● ENTRIES SUPPLIED:
+---+

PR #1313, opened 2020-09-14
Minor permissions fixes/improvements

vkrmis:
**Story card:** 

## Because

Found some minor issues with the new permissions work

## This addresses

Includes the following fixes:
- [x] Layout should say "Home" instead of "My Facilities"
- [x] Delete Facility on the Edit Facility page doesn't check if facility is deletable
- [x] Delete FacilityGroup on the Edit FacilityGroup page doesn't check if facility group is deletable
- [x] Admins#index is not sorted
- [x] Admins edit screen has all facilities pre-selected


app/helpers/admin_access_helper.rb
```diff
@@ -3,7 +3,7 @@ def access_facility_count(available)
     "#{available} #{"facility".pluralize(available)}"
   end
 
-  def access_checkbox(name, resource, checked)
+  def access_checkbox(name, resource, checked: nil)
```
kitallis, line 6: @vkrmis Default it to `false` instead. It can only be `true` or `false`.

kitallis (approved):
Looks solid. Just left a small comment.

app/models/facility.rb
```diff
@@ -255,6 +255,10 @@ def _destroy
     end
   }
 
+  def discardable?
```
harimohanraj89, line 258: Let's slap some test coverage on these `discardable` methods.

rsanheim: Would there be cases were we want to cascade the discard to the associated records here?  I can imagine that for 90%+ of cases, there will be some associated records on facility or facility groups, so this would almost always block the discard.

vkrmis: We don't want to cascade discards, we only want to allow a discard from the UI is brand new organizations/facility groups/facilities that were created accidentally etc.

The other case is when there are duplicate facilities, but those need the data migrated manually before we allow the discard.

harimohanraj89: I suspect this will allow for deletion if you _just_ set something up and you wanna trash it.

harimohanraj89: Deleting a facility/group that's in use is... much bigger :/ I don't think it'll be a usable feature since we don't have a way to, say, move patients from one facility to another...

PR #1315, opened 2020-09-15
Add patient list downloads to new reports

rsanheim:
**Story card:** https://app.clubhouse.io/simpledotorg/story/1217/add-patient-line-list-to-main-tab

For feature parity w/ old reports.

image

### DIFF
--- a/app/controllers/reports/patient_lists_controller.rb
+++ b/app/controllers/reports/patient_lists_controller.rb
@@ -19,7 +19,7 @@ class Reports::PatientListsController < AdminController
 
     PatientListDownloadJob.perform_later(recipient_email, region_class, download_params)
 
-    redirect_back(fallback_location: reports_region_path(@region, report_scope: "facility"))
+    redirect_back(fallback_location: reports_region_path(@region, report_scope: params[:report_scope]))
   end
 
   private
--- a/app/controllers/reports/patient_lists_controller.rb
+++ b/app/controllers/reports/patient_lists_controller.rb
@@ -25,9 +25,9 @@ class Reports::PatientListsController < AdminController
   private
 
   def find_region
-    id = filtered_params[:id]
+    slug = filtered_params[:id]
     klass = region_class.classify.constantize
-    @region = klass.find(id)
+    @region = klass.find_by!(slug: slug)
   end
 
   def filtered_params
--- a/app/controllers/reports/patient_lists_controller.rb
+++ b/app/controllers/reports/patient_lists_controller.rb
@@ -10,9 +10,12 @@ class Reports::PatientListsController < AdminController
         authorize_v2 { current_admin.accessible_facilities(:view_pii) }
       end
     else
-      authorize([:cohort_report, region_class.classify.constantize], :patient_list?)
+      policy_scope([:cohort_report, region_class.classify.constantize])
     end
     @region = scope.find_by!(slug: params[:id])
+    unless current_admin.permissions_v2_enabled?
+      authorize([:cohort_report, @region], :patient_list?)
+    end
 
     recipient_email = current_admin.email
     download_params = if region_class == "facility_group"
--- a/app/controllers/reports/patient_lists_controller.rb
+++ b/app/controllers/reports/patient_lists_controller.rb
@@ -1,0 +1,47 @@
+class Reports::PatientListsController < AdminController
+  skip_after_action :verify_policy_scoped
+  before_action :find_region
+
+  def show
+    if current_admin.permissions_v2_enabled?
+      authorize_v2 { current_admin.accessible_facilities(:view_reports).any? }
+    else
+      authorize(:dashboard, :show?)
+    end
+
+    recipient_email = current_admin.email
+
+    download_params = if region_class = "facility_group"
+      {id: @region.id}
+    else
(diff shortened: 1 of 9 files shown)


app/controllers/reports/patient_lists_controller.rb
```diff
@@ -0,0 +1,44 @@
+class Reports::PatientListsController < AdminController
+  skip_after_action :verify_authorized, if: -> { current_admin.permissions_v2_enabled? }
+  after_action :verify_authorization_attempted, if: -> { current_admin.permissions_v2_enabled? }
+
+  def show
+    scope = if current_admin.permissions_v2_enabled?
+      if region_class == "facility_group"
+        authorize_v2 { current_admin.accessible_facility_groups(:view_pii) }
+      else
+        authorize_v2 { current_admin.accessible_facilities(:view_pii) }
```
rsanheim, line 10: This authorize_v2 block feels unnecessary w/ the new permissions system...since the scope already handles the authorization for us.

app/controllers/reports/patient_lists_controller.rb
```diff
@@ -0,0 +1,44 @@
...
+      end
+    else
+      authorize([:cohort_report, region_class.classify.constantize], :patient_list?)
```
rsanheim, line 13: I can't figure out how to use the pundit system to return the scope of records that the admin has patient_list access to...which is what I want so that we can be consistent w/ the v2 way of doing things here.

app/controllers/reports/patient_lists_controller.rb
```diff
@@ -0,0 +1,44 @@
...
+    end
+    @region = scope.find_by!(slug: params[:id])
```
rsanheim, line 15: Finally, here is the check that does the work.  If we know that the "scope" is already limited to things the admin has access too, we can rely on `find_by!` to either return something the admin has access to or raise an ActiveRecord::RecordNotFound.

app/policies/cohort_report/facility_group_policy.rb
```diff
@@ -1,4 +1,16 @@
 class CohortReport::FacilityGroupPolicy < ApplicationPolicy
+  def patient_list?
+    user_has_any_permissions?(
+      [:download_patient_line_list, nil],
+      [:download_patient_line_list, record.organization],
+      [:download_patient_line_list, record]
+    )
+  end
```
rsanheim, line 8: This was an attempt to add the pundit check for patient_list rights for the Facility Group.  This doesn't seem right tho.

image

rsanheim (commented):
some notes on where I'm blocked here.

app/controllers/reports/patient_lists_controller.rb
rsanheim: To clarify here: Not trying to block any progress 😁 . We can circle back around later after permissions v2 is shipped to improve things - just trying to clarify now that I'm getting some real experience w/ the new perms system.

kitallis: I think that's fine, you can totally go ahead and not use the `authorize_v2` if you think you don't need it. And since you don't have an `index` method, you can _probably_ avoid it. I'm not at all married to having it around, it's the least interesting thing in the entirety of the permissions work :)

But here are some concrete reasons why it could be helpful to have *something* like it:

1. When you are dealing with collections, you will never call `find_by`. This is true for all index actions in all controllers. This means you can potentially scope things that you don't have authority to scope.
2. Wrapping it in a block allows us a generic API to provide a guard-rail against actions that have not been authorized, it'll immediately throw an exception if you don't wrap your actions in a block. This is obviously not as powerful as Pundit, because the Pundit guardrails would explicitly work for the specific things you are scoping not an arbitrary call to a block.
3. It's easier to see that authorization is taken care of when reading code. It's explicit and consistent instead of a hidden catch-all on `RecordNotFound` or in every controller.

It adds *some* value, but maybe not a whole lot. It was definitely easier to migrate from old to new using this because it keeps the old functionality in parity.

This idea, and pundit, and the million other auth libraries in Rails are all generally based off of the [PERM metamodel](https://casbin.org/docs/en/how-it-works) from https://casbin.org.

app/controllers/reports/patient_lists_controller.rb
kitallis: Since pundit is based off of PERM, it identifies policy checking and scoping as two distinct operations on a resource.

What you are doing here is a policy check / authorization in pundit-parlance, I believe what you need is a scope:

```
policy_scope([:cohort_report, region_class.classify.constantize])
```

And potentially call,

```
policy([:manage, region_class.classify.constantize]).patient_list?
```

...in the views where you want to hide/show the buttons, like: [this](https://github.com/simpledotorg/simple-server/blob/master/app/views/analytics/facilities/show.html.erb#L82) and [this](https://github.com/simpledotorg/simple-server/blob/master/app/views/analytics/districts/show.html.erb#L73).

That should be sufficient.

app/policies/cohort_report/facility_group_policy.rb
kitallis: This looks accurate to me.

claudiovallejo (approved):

+---+

● EXERCISE: For each line of the listing that holds the word "klass", show that line.

● RESULT OF THE EXERCISE:
     klass = region_class.classify.constantize
-    @region = klass.find(id)
+    @region = klass.find_by!(slug: slug)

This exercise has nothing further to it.